In such cases the values to be allocated to intangible assets for the purposes of Part 8 are to be determined on a just and reasonable apportionment of the total consideration.
This is the same basis as that used for assets outside Part 8. See:
- CA12100 - values for capital allowances
- CG14771 - values for CG purposes
- CTA09/S164 - value of trading stock
See CIRD12730 for the treatment of the acquisition of intangible assets in these circumstances in the hands of the acquiring company.
Where the acquiring company does not attribute ‘fair values’ to the assets acquired its allocation of values to individual assets for the purposes of Part 8 will also be also on the basis of a just and reasonable apportionment.
Where on the other hand the acquirer does apply the ‘fair value provisions’ in the acquisition standards of GAAP those values are adopted for Part 8 purposes.
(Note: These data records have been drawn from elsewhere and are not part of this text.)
PR #2077, opened 2019-03-29
Add user deep link opening restrictions for partners.

yeryomenkom:
## What's new in this PR?

Adding restrictions for opening user deep links.

#### APK
[Download build #12521](http://192.168.120.33:8080/job/Pull%20Request%20Builder/12521/artifact/build/artifact/wire-dev-PR2077-12521.apk)
[Download build #12525](http://192.168.120.33:8080/job/Pull%20Request%20Builder/12525/artifact/build/artifact/wire-dev-PR2077-12525.apk)

### DIFF
--- a/app/src/main/scala/com/waz/zclient/deeplinks/DeepLinkService.scala
+++ b/app/src/main/scala/com/waz/zclient/deeplinks/DeepLinkService.scala
@@ -18,6 +18,7 @@
 package com.waz.zclient.deeplinks
 
 import android.content.Intent
+import com.waz.content.MembersStorage
 import com.waz.log.BasicLogging.LogTag.DerivedLogTag
 import com.waz.service.AccountManager.ClientRegistrationState.Registered
 import com.waz.service.{AccountManager, AccountsService, UserService}
@@ -40,6 +41,7 @@ class DeepLinkService(implicit injector: Injector) extends Injectable with Deriv
   private lazy val account             = inject[Signal[Option[AccountManager]]]
   private lazy val userService         = inject[Signal[UserService]]
   private lazy val convController      = inject[ConversationController]
+  private lazy val membersStorage      = inject[MembersStorage]
 
   def checkDeepLink(intent: Intent): Unit = Option(intent.getDataString).flatMap(DeepLinkParser.parseLink) match {
     case None =>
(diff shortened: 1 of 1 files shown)


app/src/main/scala/com/waz/zclient/deeplinks/DeepLinkService.scala
```diff
@@ -99,6 +99,11 @@ class DeepLinkService(implicit injector: Injector) extends Injectable with Deriv
                 await { service.getSelfUser.zip(service.findUser(userId)) } match {
                   case (Some(self), Some(other)) if self.id == other.id =>
                     OpenDeepLink(token, UserTokenInfo(connected = false, currentTeamMember = true, self = true))
+                  case (Some(self), Some(other)) if self.isPartner(self.teamId) || other.isPartner(other.teamId) =>
+                    if (other.isConnected || self.createdBy.contains(self.id) || other.createdBy.contains(self.id))
```
marcoconti83: `isConnected` won't work here. You will never be connected if you are in the same team (a connection entity does not exists on the backend).

The condition that we want to check is that you are at least in one conversation together (it can be a group convo, a 1:1, ...)

The condition should be something like (pseudocode):
```
val hasConversation = conversationService.allConversation.find { _.participants.contain(other) } != null
if (hasConversation || self.createdBy.contains(other.id) || other.createdBy.contains(self.id) {
....
}
```

Notice that there is also a typo in the current if. It should say: `self.createdBy.contains(other.id)`, not `self.createdBy.contains(self.id)`.

app/src/main/scala/com/waz/zclient/deeplinks/DeepLinkService.scala
```diff
@@ -99,11 +101,17 @@ class DeepLinkService(implicit injector: Injector) extends Injectable with Deriv
                 await { service.getSelfUser.zip(service.findUser(userId)) } match {
                   case (Some(self), Some(other)) if self.id == other.id =>
                     OpenDeepLink(token, UserTokenInfo(connected = false, currentTeamMember = true, self = true))
-                  case (Some(self), Some(other)) if self.isPartner(self.teamId) || other.isPartner(other.teamId) =>
-                    if (other.isConnected || self.createdBy.contains(self.id) || other.createdBy.contains(self.id))
+                  case (Some(self), Some(other)) if self.isPartner(self.teamId) || other.isPartner(self.teamId) =>
+                    if (other.isInTeam(self.teamId)) {
```
marcoconti83: Thanks for the fix. I think this `if (other.isInTeam(self.teamId))` can go. It doesn't really matter the team, if you are in the same convo then you can see them. 

It will make the code cleaner.

yeryomenkom: The problem with your suggestion:
- if you are a partner and other user is a regular user, we will not open anything.

marcoconti83: That's actually intended. If you are a partner you will not see **anyone** unless you are in the same conversation. I forgot to specify "anyone" when we talked. So, partner will not see guest unless they are in the same conversation. This also covers the case when they are connected. Connected users always have a 1:1 conversation.

yeryomenkom: I see. Will be fixed in https://github.com/wireapp/wire-android/pull/2079

PR #582, opened 2023-11-16
fix/issue_545: Include hostname in jdbc:/

pritishpai:
The UCX tool fetches the 'location' from the table properties while for an external location with jdbc, the host information is stored in 'storage properties'.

The absence of any equivalent reliance for tax on accounting practice in the computations of a company selling assets is because accounting practice does not require it to attribute specific parts of the disposal proceeds of a business to the individual assets. Normally the assets and liabilities sold are written out of the accounts at book value and the overall profit or loss on the disposal of the business is left unanalysed.
For the practical implications of these rules see CIRD12735.
Where valuation of intangible assets is an issue see CIRD10240.